Supplied records:

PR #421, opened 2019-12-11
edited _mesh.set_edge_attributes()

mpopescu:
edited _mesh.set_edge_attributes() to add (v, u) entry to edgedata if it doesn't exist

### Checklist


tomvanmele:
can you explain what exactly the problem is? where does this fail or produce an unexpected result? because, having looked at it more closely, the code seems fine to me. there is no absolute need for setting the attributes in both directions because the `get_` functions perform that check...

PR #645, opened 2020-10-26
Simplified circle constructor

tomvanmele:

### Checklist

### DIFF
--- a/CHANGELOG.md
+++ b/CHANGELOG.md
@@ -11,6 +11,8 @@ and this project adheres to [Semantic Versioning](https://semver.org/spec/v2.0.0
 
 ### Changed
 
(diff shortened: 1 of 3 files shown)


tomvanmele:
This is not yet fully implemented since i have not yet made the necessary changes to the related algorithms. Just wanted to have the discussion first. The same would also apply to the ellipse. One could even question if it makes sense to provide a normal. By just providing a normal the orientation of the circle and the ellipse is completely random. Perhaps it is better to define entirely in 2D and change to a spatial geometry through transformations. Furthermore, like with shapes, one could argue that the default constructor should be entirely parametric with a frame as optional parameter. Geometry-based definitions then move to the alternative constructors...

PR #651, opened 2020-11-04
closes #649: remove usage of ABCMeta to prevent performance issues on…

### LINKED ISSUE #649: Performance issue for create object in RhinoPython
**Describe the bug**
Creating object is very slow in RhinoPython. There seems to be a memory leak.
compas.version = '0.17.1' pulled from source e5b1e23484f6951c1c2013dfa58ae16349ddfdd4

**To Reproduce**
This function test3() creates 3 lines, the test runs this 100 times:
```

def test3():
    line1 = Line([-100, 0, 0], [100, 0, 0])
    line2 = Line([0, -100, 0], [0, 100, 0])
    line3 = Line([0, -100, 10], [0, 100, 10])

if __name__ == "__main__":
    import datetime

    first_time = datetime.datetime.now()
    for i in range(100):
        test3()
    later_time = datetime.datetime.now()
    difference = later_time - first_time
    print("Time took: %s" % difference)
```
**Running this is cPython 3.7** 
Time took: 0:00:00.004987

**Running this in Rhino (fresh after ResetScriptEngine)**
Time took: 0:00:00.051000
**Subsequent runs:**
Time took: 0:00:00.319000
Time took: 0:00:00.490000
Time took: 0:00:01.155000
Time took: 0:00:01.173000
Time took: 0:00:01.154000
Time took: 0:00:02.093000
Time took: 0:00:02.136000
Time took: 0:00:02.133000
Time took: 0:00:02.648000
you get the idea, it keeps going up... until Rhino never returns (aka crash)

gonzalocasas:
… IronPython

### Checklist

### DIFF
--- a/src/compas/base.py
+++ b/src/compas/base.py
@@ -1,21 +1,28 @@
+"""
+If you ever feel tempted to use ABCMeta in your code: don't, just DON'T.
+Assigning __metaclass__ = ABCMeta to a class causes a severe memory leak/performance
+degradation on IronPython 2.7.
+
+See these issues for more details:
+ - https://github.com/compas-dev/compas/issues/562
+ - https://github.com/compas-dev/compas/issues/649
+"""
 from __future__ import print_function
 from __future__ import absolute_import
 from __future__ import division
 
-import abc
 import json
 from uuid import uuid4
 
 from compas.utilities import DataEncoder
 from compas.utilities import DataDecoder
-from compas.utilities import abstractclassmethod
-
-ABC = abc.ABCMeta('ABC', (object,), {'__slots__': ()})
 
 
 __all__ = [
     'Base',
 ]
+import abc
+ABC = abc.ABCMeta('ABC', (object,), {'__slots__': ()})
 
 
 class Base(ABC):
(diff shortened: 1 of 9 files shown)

Task requirements: Examine the records and pull out every line where the string "import" occurs.

Your solution:
    import datetime
 from __future__ import print_function
 from __future__ import absolute_import
 from __future__ import division
-import abc
 import json
 from uuid import uuid4
 from compas.utilities import DataEncoder
 from compas.utilities import DataDecoder
-from compas.utilities import abstractclassmethod
+import abc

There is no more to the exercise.